_Source material_:
----
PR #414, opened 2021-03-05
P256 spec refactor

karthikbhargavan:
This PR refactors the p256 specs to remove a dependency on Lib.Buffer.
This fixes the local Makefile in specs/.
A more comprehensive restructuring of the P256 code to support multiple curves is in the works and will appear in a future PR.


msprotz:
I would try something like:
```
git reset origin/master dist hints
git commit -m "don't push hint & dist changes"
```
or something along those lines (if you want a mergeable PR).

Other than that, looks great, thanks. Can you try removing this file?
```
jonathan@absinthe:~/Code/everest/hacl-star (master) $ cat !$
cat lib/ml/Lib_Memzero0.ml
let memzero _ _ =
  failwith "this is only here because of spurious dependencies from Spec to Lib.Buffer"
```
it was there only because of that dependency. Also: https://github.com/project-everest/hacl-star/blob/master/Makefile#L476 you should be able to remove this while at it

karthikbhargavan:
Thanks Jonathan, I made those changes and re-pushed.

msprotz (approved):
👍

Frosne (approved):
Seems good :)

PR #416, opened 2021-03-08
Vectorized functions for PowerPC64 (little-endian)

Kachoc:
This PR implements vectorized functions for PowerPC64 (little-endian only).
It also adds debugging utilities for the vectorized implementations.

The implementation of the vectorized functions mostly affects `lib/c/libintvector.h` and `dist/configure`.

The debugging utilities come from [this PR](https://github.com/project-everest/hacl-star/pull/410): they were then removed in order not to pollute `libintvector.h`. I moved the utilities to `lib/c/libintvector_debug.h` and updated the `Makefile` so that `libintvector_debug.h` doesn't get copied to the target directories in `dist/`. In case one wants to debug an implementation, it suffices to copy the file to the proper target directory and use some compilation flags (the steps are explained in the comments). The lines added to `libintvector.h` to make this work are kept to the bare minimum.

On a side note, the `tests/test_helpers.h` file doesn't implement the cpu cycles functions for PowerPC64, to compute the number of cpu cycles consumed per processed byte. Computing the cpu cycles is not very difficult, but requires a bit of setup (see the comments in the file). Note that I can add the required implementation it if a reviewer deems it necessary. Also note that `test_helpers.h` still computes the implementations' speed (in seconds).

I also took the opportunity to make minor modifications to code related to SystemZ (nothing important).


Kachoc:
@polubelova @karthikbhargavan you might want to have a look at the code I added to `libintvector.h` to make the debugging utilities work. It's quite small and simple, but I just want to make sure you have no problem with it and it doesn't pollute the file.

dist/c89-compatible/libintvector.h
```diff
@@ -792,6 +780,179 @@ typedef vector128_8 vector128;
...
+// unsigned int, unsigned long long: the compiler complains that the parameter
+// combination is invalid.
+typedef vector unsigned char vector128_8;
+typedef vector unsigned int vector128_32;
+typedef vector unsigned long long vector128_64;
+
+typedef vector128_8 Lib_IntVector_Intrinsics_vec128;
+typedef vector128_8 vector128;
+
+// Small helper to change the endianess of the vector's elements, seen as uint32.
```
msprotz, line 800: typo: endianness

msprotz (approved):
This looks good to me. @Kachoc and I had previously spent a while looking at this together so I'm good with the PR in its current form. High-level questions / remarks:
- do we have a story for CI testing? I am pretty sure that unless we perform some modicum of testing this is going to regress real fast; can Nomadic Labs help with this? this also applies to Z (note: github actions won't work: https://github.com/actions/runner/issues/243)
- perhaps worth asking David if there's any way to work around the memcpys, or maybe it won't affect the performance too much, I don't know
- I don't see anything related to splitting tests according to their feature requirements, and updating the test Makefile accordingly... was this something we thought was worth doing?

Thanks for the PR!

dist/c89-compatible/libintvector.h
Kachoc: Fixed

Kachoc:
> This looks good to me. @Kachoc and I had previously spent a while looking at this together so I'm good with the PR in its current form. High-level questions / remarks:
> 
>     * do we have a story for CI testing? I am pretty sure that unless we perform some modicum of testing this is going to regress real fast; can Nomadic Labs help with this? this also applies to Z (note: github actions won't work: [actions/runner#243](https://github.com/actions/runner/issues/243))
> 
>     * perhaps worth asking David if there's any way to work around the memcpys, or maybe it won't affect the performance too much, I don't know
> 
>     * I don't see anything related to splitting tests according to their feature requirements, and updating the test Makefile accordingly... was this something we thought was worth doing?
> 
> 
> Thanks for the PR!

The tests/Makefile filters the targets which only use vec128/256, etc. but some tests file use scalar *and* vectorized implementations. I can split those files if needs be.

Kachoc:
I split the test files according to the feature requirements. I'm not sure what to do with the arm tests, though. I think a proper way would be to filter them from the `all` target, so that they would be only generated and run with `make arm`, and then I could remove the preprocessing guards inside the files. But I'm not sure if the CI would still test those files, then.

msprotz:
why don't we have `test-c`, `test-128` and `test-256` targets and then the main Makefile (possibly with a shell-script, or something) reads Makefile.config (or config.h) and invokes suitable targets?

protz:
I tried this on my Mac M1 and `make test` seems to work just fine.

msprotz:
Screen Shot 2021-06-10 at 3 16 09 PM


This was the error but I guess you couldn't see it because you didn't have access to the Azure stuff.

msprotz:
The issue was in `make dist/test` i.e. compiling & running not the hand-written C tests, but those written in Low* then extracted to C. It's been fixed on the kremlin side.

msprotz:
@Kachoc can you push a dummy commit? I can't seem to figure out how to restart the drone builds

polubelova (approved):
----
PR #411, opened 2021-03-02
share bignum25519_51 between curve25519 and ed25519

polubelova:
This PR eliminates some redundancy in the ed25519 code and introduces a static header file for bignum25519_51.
----
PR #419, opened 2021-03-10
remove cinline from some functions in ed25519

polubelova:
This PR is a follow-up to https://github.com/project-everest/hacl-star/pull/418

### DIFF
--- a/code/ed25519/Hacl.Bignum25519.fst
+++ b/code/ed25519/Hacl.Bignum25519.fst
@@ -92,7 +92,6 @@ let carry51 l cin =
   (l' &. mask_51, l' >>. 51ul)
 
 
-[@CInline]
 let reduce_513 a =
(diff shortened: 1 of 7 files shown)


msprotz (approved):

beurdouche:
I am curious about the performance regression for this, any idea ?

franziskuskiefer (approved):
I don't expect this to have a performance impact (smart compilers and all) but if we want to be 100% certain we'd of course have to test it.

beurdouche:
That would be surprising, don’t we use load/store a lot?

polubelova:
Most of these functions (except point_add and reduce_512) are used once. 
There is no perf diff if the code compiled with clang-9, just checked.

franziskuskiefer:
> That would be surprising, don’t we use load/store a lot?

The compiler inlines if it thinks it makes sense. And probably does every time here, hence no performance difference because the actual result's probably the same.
----
_What to produce_:
The response must hold only the lines above from the line with "PR #414, opened 2021-03-05" through the line with "This fixes the local Makefile in specs/.", each copied exactly, both ends kept.

_Written reply_:
PR #414, opened 2021-03-05
P256 spec refactor

karthikbhargavan:
This PR refactors the p256 specs to remove a dependency on Lib.Buffer.
This fixes the local Makefile in specs/.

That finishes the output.